Ich denke, dass ich zurecht diesen Ausdruck als veraltet bezeichnen kann. Es wäre nicht sinnvoll, einem Deutschschüler diesen Ausdruck als "normal und üblich" beizubringen, denn das wäre regelrecht Irreführung und er würde damit auffallen. Gleichwohl ist es natürlich korrektes Deutsch.


----------



## Schimmelreiter

bearded man said:


> @ Schimmelreiter
> I agree on the content of your PS in #18, of course.  My ''appreciation'' in #17 was only ironic.


Manners maketh man. So one had better know what to say when He awaits one for the Interview.


----------



## perpend

Schimmelreiter said:


> We _duzen _the Lord rather than _ihrzen _Him, by the way.



I think God might not care whether he/she is addressed in a formal or more colloquial way.


----------



## Schimmelreiter

Kajjo said:


> Ich denke, dass ich zurecht diesen Ausdruck als veraltet bezeichnen kann. Es wäre nicht sinnvoll, einem Deutschschüler diesen Ausdruck als "normal und üblich" beizubringen, denn das wäre regelrecht Irreführung und er würde damit auffallen. Gleichwohl ist es natürlich korrektes Deutsch.

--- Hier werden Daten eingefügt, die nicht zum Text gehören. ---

PR #165, opened 2021-08-13
Split predict into train/test

turian:
We still use the unlearned predictor, which we simply return from the train method.

However, now we do label mapping and properly return labels for multiclass and multilabel cases.


heareval/predictions/task_predictions.py
```diff
@@ -68,18 +82,37 @@ def __init__(self, embedding_path: Path, split_name: str):
...
-        # return len(self.labels)
 
-    def __getitem__(self, idx):
-        return self.embedding_memmap[idx]
-        # return self.embedding_memmap[idx], self.labels[idx]
+    def __getitem__(self, idx) -> Tuple[torch.Tensor, torch.Tensor]:
+        x = self.embedding_memmap[idx]
+        y = [self.label_to_idx[str(label)] for label in self.labels[idx]]
+        if self.prediction_type == "multilabel":
+            # Lame special case
```
jorshi, line 100: Special case being a sample with zero labels?

heareval/predictions/task_predictions.py
```diff
@@ -235,14 +273,35 @@ def task_predictions(
...
+    predictor: torch.nn.Module,
+    embedding_path: Path,
+    scene_embedding_size: int,
+    timestamp_embedding_size: int,
+):
+    metadata = json.load(embedding_path.joinpath("task_metadata.json").open())
+    label_vocab, nlabels = label_vocab_nlabels(embedding_path)
+
+    if metadata["embedding_type"] == "scene":
+        predictor = RandomProjectionPrediction(
```
jorshi, line 289: Don't we want to use the passed in predictor in this function?

heareval/predictions/task_predictions.py
```diff
@@ -41,6 +42,7 @@ def __init__(self, nfeatures: int, nlabels: int, prediction_type: str):
             raise ValueError(f"Unknown prediction_type {prediction_type}")
 
     def forward(self, x: torch.Tensor):
+        x, y = x
```
jorshi, line 45: What's `y` for?

jorshi: Wait, so is the x that is passed in here a tuple that contains the embeddings and the ground truth? That's quite confusing, can we split that out before this?

heareval/predictions/task_predictions.py
```diff
@@ -92,14 +125,15 @@ def create_events_from_prediction(
     converts the prediction tensor to a binary label based on the threshold value. Any
     events occurring at adjacent timestamps are considered to be part of the same event.
     This loops through and creates events for each label class. Disregards events that
-    are less than the min_duration.
+    are less than the min_duration milliseconds.
```
jorshi, line 128: nice

heareval/predictions/task_predictions.py
turian: yes

heareval/predictions/task_predictions.py
turian: No the passed in predictor was used to create *embeddings*. We learn our own predictor on top. But we afterwards will change this to single hidden layer.

heareval/predictions/task_predictions.py
turian: I fix this in a later PR

heareval/predictions/task_predictions.py
```diff
@@ -35,28 +49,76 @@ def __init__(self, nfeatures: int, nlabels: int, prediction_type: str):
         torch.nn.init.normal_(self.projection.weight)
         if prediction_type == "multilabel":
             self.activation: torch.nn.Module = torch.nn.Sigmoid()
+            self.logitloss = torch.nn.BCEWithLogitsLoss()
```
khumairraj, line 52: I think this should be `self.logit_loss`

heareval/predictions/task_predictions.py
```diff
@@ -35,28 +49,76 @@ def __init__(self, nfeatures: int, nlabels: int, prediction_type: str):
...
         elif prediction_type == "multiclass":
             self.activation = torch.nn.Softmax()
+            self.logit_loss = OneHotToCrossEntropyLoss()
```
khumairraj, line 55: Do we need `torch.nn.Softmax()` as activation? We already are using `torch.nn.CrossEntropyLoss()` in the `OneHotToCrossEntropyLoss()`, which does softmax before applying the cross entropy?

khumairraj (approved):

heareval/predictions/task_predictions.py
turian: Done

heareval/predictions/task_predictions.py
turian: You can see now this is fixed

heareval/predictions/task_predictions.py
jorshi: I'm actually still a bit confused by this -- you pass in the predictor as a arg to this function and then overwrite it immediately? What's the point in passing in the predictor?

heareval/predictions/task_predictions.py
```diff
@@ -215,44 +296,77 @@ def get_events_for_all_files(
...
         )
     elif metadata["embedding_type"] == "event":
-        predictor = RandomProjectionPrediction(
+        predictor = PredictionModel(
             timestamp_embedding_size, nlabels, metadata["prediction_type"]
         )
     else:
         raise ValueError(f"embedding_type {metadata['embedding_type']} unknown.")
+    # train on CPU
+    # TODO: FIXME
```
jorshi, line 339: What's broken? Can you expand on this comment a bit?

heareval/evaluation/task_evaluation.py
```diff
@@ -0,0 +1,90 @@
+#!/usr/bin/env python3
+"""
+Contains a set of various evaluation scores. Runs evaluation on the test predictions
+for predictions on a HEAR task.
+Would it make sense to move all the score functions over to a file called scores?
+
+TODO: Fix AUC
```
jorshi, line 7: Update docstring

jorshi (approved):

Ich habe weiter oben _gehoben/elevated _​vorgeschlagen. Damit ist klar, für welche Stufe des Zweitspracherwerbs das allenfalls in Betracht kommt.


----------



## Schimmelreiter

perpend said:


> Schimmelreiter said:
> 
> 
> 
> We _duzen _the Lord rather than _ihrzen _Him, by the way.
> 
> 
> 
> I think God might not care whether he/she is addressed in a formal or more colloquial way.
Click to expand...

And how is that relevant to language convention? The table doesn't care either whether we call it _chair _or _table_, and still we call it _​table._


----------



## Kajjo

Schimmelreiter said:


> Ich habe weiter oben _gehoben/elevated _​vorgeschlagen. Damit ist klar, für welche Stufe des Zweitspracherwerbs das allenfalls in Betracht kommt.


Na gut, das ist ein Kompromiss -- aber vielleicht habe ich auch bezüglich "gehobener Sprache" andere Vorstellungen... für mich ist die Titelphrase veraltet und nicht im engeren Sinne gehoben. Ich gebe aber zu, je feierlicher gehobene Sprache ist, desto altmodischer kommt sie oftmals daher.


----------



## Shiratori99

Schimmelreiter said:


> PSThe interpretation is impossible since it would have to be
> 
> either _Nach Euch, verlanget
> _or _Nach Dir, verlang(e)_
> 
> We _duzen _the Lord rather than _ihrzen _Him, by the way.



This might be grammatically correct, but I'm pretty sure I've seen "Dir" used with the plural imperative to get a result that is in between Euch + plural imperative and Dir + singular imperative in terms of politeness.

@perpend

I'm at a loss what you are arguing for here. Apparently everyone except me thinks this phrase is completely unambiguous.


----------